Typically addressed through resampling or cost-sensitive losses (such as re-weighting and focal loss). This work finds that under moderate skew and label ambiguity, these methods may amplify noise and reduce accuracy.
Widely employing efficiency methods such as distillation (DistilBERT), pruning, and quantization to reduce computation and latency.

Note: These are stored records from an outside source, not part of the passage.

PR #714, opened 2023-12-22
fixup: visionfive2: use Makefile `PORT` argument

rmsyn:
Uses the supplied `PORT` Makefile variable as an argument to `vf2-loader`.


rmsyn:
The `QuickFormat` check is broken, and failed to download the Rust toolchain. This check should be fixed, or removed the download is fixed.

rmsyn:
The `QuickFormat` check is broken, and failed to download the Rust toolchain. This check should be fixed, or removed until the download is fixed.

orangecms (approved):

- Simplicity is Effective: DistilBERT with cross-entropy is a robust, computationally efficient baseline
- Loss Function Selection: Under moderate class skew, standard cross-entropy outperforms weighted variants
- Practical Pathway: Recommending starting with compact encoders and cross-entropy, then adding calibration and task-specific checks
- Dataset Limitations: Using only one public corpus may not generalize to clinical notes or radiology reports
- Domain Transfer Risk: Results may not transfer to other medical text types due to domain shift
- Calibration Issues: Addressing calibration only through post-hoc scaling; further validation required before clinical deployment
- Multimodal Extension: Extending to multimodal inputs from charts
- Safety Auditing: Building robust safety and bias audits
- Longitudinal Prediction: Extending from static abstracts to longitudinal prediction
- Federated Learning: Exploring federated learning under privacy and non-IID settings
- High Practical Value: Focusing on actual deployment needs, considering cost, latency, and privacy constraints
- Rigorous Experimental Design: Controlled experiments with all variables fixed except the objective function
- Comprehensive Analysis: Providing detailed confusion matrices and per-class analysis
- Reproducibility: Releasing evaluation code and detailed implementation details
- Balanced Perspective: Offering a balanced view between performance and efficiency
- Single Dataset: Validation on only one dataset limits generalizability
- Limited Model Scope: Comparing only two encoders without including domain-specific models
- Insufficient Hyperparameter Tuning: Using fixed hyperparameters may limit the performance of certain methods
- Lack of Statistical Significance Testing: No confidence intervals reported for multiple runs
- Practical Guidance Value: Providing practical model selection guidance for medical AI practitioners
- Baseline Establishment: Establishing reliable lightweight baselines for future research
- Cost Awareness: Emphasizing the importance of model selection in resource-constrained environments
- Resource-Constrained Medical Environments: On-premises deployment, high privacy protection requirements
- Real-Time Classification Needs: Applications requiring low-latency responses
- Prototype Development: Starting point for more complex systems
- Educational Research: Teaching and foundational research in medical NLP
This paper cites 43 relevant references covering medical AI, model compression, class imbalance handling, and other aspects, providing a solid theoretical foundation. Important references include the original DistilBERT paper, medical domain pre-trained models (BioBERT, SciBERT), and key technical literature on focal loss.
Overall Assessment: This is a highly practical paper that, while limited in technical novelty, provides valuable practical guidance for medical text classification. The paper's controlled experimental design and comprehensive analysis are commendable and hold significant reference value for practitioners needing to deploy NLP systems in resource-constrained environments.